▸ **EXERCISE GOAL**
Print out the full listing exactly as it reads.

▸ **DATA TO PROCESS**
- - - - - - -

PR #55, opened 2017-12-07
Random init

bhourahine:
Branch to initialize charge and spin with random values if required


doc/dftb+/manual/dftbp.tex
```diff
@@ -1186,9 +1185,16 @@ \section{Hamiltonian}
...
+Net charges on atoms not appearing in any \is{AtomCharge}
+specification are set to be zero.
 
+Finally, the charges on all atoms can be set using the \kw{Random} keyword:
+\begin{verbatim}
+  InitialCharges = { # Specifying charge for various species
+      Random = Yes
+  }
+\end{verbatim}
+These will then be supplied by the code's internal random number generator.
```
aradi: I think, that does not fit to the logic. For me
```
InitialCharges {
  RandomCharges {}
}
```
would be more natural. Also giving us the chance to parametrize it further (e.g. specify the range of the atoms, the range of the randomness).

doc/dftb+/manual/dftbp.tex
```diff
@@ -1461,6 +1467,19 @@ \subsubsection{Colinear\{\}}
...
+\invparskip
+\begin{verbatim}
+  SpinPolarisation = Colinear {
+    UnpairedElectrons = 0.0
+    InitialSpins = {
+      Random = Yes
+    }
+  }
+\end{verbatim}
+
```
aradi: The same as above for `InitialCharges`.

prog/dftb+/lib_math/ranlux.F90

- - - - - - -

▸ **EXERCISE RESPONSE**
PR #55, opened 2017-12-07
Random init

bhourahine:
Branch to initialize charge and spin with random values if required


doc/dftb+/manual/dftbp.tex
```diff
@@ -1186,9 +1185,16 @@ \section{Hamiltonian}
...
+Net charges on atoms not appearing in any \is{AtomCharge}
+specification are set to be zero.
 
+Finally, the charges on all atoms can be set using the \kw{Random} keyword:
+\begin{verbatim}
+  InitialCharges = { # Specifying charge for various species
+      Random = Yes
+  }
+\end{verbatim}
+These will then be supplied by the code's internal random number generator.
```
aradi: I think, that does not fit to the logic. For me
```
InitialCharges {
  RandomCharges {}
}
```
would be more natural. Also giving us the chance to parametrize it further (e.g. specify the range of the atoms, the range of the randomness).

doc/dftb+/manual/dftbp.tex
```diff
@@ -1461,6 +1467,19 @@ \subsubsection{Colinear\{\}}
...
+\invparskip
+\begin{verbatim}
+  SpinPolarisation = Colinear {
+    UnpairedElectrons = 0.0
+    InitialSpins = {
+      Random = Yes
+    }
+  }
+\end{verbatim}
+
```
aradi: The same as above for `InitialCharges`.

prog/dftb+/lib_math/ranlux.F90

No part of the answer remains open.